Wednesday, 9 July 2008

略奪都市の黄金

フィリップ・リーブの移動都市シリーズ、「移動都市」の続編。頬傷の少女ヘスターと、もと博物館職員見習いのトムのお話。

前作もそうなんだけど、子供向けのめでたしめでたしのお話では全然ありません。だいたい、前作で、あんなにたくさん殺しちゃうから、続編であきらかに困っている感じだし。アナ・ファンだよなぁ。やっぱり。今回もアナ・ファンの話が結構出て来てうれしいんですが、アナ・ファン主人公で書いて欲しいです。

前作をほとんど覚えていないんですが、ヘスターってヴァレンタインの娘だったのか。前作は復讐劇で殺しまくる話だったんだが、その復讐の理由に関しては、あんまり親身になれないっていうか、覚えている必然性がないので忘れてました。

心の美しい美少女が活躍するのではない、醜い傷を持った少女が心も冷酷に歪んでいくというのが、むしろリアル。男は醜女にも惚れるものなんだが、なんでなのかは自分でも良くわからない。別に無理に追う必要ないんだが、なんとなく気にかけちゃうあたりで、既に負けてます。好きになること自体が好きなんだよな。トムの気持は男の子だった頃を思い出すて理解できます。

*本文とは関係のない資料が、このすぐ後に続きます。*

PR #80, opened 2025-02-10
Improve ksrc heuristic yet again

### LINKED ISSUE #68: Restrict kernel patches search space
There's a corner case where `is_kernel_patched()` in `GitHelper` can mistakenly grab a commit that does not concern any patch. 
The false-positive commit will result in a codestream being reported as not affected, while it actually is because the actual patch is not backported for the codestream in question.

Using `git log --grep=CVE-{cve} -- patches.suse` instead of `git log --grep=CVE-{cve}` would filter out those commits unrelated to patches.

The following code would solve the problem:
```diff
@@ -343,7 +344,10 @@ class GitHelper(Config):
         ret = subprocess.check_output(["/usr/bin/git", "-C", self.kern_src, "log",
                                        f"--grep=CVE-{cve}",
                                        f"--tags=*rpm-{kernel}",
-                                       "--pretty=oneline"])
+                                       "--pretty=oneline",
+                                       "--",
+                                       "patches.suse"])
```
But it slows down a lot the execution of `git log` because Git doesn't store which files are changed in each commit.

What we could do instead, is to keep `git log` as it is, and filter out commits unrelated to `patches.suse` only aftewards.

A cve that tigger this issue is `2024-36979`.

fgyanz:
Hi team,

This PR improves some parts of the kernel-sources heuristic:

- (`get_commits`) Skip commits that modify the patch file but without affecting the diff part. Most times such commits only change the patch's metadata and surrounding text.

- (`is_kernel_patched`) Only analyze commits that are actually related to the CVE. Skip commits that do not match 1:1 with the ones found in the SLE branch. Fixes #68 and some other issues.

Tested with:

- CVE `2021-47511`. klp-build was incorrectly reporting `15.3u40-44` as vulnerable.
- CVE `2024-36979`. klp-build was incorrectly reporting `15.6u3 and 15.6rtu1` as patched.
- CVE `2024-45016`. A rather big and complex CVE fix. Still works fine.

No noticeable slowdown was appreciated during testing.

### DIFF
--- a/klpbuild/klplib/ksrc.py
+++ b/klpbuild/klplib/ksrc.py
@@ -133,6 +133,34 @@ class GitHelper():
                                 list(self.kernel_branches.values()))
 
 
+    def diff_commits(self, base, new, patch):
+        """
+        Check if there's any difference between the two given commits.
+
+        Args:
+            base (str): Commit to use as base in the diff.
+            new (str): Commit to compare with the base.
+            patch (list): Target files in the diff.
+
+        returns:
+            Boolean: True if both commits differ. False otherwise.
+        """
+
+        if base == "":
+            return True
+
+        # Compare lines starting with '+' or '-'.
+        # This should be enough to ignore sneaky metadata updates on
+        # the file and duplicated commits.
+        diff = subprocess.run(["/usr/bin/git", "-C", str(self.kern_src), "diff",
+                               "--numstat", r"-G'^\+|^-'", base, new,
+                               "--", str(patch)],
+                              stdout = subprocess.DEVNULL,
+                              stderr = subprocess.DEVNULL)
+
+        return diff.returncode
+
+
     def get_commits(self, cve, savedir=None):
         if not self.kern_src:
             logging.info("kernel_src_dir not found, skip getting SUSE commits")
@@ -243,6 +271,7 @@ class GitHelper():
                             self.kern_src,
                             "log",
                             "--numstat",
+                            "--reverse",
                             "--no-merges",
                             "--pretty=oneline",
                             f"remotes/origin/{mbranch}",
@@ -260,6 +289,7 @@ class GitHelper():
                     continue
 
                 iphashes = iter(phashes.splitlines())
+                base = ""
                 for hash_entry in iphashes:
                     stats = next(iphashes)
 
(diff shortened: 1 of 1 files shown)


klpbuild/klplib/ksrc.py
```diff
@@ -384,15 +403,29 @@ def is_kernel_patched(self, kernel, suse_commits, cve):
         ret = subprocess.check_output(["/usr/bin/git", "-C", self.kern_src, "log",
                                        f"--grep=CVE-{cve}",
                                        f"--tags=*rpm-{kernel}",
-                                       "--pretty=oneline"])
+                                       "--format='%at-%H-%f'"]).decode().splitlines()
+        # Sort by date
+        ret.sort(reverse=True)
```
marcosps, line 408: In this case can't we use `--reverse` as we are using `git log` here?

fgyanz: Unfortunately `git-log` doesn't promise that it will order the commits by date. It will try, but you can't take it for granted (e.g. CVE  `2024-45016`). So what I do is:
-  Print the commits in the format: `{date-unix-format}-{commit}-{commit-title}`
- And then sort the list by date.

klpbuild/klplib/ksrc.py
```diff
@@ -384,15 +403,29 @@ def is_kernel_patched(self, kernel, suse_commits, cve):
...
+            c = line.split("-")[1]
+
+            files = self.get_commit_files(c, r"patches\.suse\/.+\.patch")
+            if len(files) == 0:
+                continue
+
+            # Match 1:1 with the commits found in SLE branch
+            for s in suse_commits:
+                diff = self.diff_commits(s, c, files)
+                if diff == False:
```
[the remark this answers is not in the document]
fgyanz: done

marcosps:
Ok, I do not completely understand how things really work here anymore (it has been some much since I started this code), but it somehow makes sense when reading the code. Thanks a lot for working on it!

marcosps (approved):
LGTM!

vmezzela (approved):
I've tested it on another livepatch and it worked fine. I also like the changes very much! Thanks! :rocket:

ヘスターが考え出す残酷な計画、そして、アンカレッジでの華麗かつ残虐な活躍、それがアンカレッジのお姫様フレイア・ラスムッセンと対比されているのが幾何学的に美しいと思う。「明るくて、固くて、透明な気分。...まるでガラスみたいな」トムが何も知らないのが唯一の救いか... トムが裏切ったら、絶対、殺されちゃうね。ハッピーエンドが相応しくない女性は、見掛けではない美がある。善と悪、表と裏、フレイアと良いコンビになる予感がする。

あと二巻あるらしいです。楽しみです。もしかすると、ヘスターの死樣を楽しみにしているのかも知れない。絶対、幸せになれないと思う。